Saved entries
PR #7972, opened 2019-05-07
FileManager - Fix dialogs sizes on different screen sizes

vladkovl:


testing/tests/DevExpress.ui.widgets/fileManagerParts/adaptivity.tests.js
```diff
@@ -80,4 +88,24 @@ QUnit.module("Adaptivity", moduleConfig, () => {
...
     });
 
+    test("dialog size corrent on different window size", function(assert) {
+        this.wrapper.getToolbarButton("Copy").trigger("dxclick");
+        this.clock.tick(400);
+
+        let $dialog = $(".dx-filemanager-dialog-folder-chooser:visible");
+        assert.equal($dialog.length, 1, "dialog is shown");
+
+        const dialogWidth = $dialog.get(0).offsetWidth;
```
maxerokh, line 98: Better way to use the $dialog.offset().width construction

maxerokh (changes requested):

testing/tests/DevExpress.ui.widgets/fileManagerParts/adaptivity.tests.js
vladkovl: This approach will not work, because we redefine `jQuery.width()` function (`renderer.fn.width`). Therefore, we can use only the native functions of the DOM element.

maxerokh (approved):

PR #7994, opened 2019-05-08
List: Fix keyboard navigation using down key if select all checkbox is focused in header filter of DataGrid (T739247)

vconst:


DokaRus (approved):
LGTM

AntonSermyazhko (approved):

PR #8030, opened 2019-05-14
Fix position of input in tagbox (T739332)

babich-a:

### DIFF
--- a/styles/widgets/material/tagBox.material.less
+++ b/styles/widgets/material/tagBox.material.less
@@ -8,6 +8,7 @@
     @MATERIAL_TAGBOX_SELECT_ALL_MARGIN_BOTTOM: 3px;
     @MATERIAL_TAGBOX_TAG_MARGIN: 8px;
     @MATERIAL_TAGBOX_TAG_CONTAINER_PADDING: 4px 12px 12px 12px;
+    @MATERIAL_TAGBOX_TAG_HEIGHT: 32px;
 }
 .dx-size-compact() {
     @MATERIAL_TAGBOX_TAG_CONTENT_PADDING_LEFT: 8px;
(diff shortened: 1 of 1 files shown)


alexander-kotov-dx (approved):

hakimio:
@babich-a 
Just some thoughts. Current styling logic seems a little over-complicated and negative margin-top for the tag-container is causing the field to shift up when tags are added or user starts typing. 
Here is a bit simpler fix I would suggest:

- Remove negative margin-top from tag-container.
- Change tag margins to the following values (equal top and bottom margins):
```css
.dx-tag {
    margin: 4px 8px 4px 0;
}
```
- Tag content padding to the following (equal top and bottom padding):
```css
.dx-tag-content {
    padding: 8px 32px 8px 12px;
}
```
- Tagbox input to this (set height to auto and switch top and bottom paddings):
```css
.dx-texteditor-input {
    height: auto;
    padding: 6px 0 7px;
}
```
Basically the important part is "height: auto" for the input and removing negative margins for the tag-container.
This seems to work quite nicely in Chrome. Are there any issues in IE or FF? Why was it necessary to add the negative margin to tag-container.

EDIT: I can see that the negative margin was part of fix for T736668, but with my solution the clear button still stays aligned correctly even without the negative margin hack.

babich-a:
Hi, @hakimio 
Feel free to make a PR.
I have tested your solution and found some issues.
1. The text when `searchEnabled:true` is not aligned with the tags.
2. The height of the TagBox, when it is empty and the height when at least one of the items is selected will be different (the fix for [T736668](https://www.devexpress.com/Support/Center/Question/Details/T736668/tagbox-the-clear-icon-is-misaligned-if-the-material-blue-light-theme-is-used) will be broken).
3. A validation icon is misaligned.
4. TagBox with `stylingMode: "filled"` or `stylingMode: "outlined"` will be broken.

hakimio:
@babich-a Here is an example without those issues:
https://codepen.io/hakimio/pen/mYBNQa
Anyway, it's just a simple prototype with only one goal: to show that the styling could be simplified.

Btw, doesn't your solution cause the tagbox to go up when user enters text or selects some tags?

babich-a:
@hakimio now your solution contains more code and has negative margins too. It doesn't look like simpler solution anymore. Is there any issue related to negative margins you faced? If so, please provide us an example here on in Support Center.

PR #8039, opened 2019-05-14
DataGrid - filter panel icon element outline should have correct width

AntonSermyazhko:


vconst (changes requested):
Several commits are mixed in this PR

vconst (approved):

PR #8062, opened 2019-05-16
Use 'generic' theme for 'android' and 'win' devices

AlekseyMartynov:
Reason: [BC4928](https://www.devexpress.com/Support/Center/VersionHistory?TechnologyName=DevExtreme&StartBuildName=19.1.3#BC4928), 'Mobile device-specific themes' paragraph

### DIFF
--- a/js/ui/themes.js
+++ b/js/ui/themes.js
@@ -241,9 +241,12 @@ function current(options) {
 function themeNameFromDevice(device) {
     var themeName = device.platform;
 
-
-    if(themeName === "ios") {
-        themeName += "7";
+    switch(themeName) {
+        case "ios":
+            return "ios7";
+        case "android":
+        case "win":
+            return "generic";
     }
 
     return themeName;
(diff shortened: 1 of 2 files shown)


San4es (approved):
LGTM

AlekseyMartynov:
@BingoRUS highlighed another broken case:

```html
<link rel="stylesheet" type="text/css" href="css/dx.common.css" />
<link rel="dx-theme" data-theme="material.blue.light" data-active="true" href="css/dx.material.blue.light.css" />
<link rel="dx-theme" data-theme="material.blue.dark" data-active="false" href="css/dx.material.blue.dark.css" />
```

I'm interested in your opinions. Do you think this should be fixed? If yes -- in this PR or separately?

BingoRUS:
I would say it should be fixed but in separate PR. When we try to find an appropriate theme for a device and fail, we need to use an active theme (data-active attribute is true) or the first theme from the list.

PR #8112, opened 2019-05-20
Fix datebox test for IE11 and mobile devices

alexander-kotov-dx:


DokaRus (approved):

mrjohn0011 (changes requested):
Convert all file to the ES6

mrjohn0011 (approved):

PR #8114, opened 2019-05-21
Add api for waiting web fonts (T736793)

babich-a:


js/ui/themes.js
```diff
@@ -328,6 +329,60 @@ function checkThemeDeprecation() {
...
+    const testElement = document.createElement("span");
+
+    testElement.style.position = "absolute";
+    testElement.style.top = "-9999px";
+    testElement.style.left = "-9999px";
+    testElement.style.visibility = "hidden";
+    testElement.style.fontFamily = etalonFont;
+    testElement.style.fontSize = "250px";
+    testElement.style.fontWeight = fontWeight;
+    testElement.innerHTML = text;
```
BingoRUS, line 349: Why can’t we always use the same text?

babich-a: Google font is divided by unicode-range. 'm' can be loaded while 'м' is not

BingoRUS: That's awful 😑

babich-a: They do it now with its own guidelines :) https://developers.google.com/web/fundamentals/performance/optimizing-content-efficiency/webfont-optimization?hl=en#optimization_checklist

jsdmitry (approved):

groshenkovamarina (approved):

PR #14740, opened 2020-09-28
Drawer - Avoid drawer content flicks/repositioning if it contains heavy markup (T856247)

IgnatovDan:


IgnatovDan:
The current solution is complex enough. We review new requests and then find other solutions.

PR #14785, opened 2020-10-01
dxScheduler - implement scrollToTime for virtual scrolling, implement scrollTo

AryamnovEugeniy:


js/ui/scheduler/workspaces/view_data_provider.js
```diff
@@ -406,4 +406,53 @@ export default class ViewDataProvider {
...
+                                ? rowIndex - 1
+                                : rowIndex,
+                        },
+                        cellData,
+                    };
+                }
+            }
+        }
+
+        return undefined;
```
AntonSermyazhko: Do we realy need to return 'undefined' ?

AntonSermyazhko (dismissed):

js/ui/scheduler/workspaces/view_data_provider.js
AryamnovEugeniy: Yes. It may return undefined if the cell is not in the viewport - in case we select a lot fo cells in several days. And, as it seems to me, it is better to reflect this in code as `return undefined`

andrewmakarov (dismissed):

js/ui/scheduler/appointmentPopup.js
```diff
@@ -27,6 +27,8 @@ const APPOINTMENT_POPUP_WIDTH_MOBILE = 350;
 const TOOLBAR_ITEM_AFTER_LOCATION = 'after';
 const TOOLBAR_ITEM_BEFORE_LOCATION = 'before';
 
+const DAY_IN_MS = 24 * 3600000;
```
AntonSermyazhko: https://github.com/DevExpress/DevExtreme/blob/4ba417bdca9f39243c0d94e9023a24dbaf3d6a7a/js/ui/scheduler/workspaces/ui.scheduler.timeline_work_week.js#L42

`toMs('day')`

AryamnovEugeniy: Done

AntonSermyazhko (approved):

Task goal: Copy out the lines above exactly, beginning at the one that contains "PR #8062, opened 2019-05-16" and ending at the one that contains "-241,9 +241,12 @@".

Result of the task:
PR #8062, opened 2019-05-16
Use 'generic' theme for 'android' and 'win' devices

AlekseyMartynov:
Reason: [BC4928](https://www.devexpress.com/Support/Center/VersionHistory?TechnologyName=DevExtreme&StartBuildName=19.1.3#BC4928), 'Mobile device-specific themes' paragraph

### DIFF
--- a/js/ui/themes.js
+++ b/js/ui/themes.js
@@ -241,9 +241,12 @@ function current(options) {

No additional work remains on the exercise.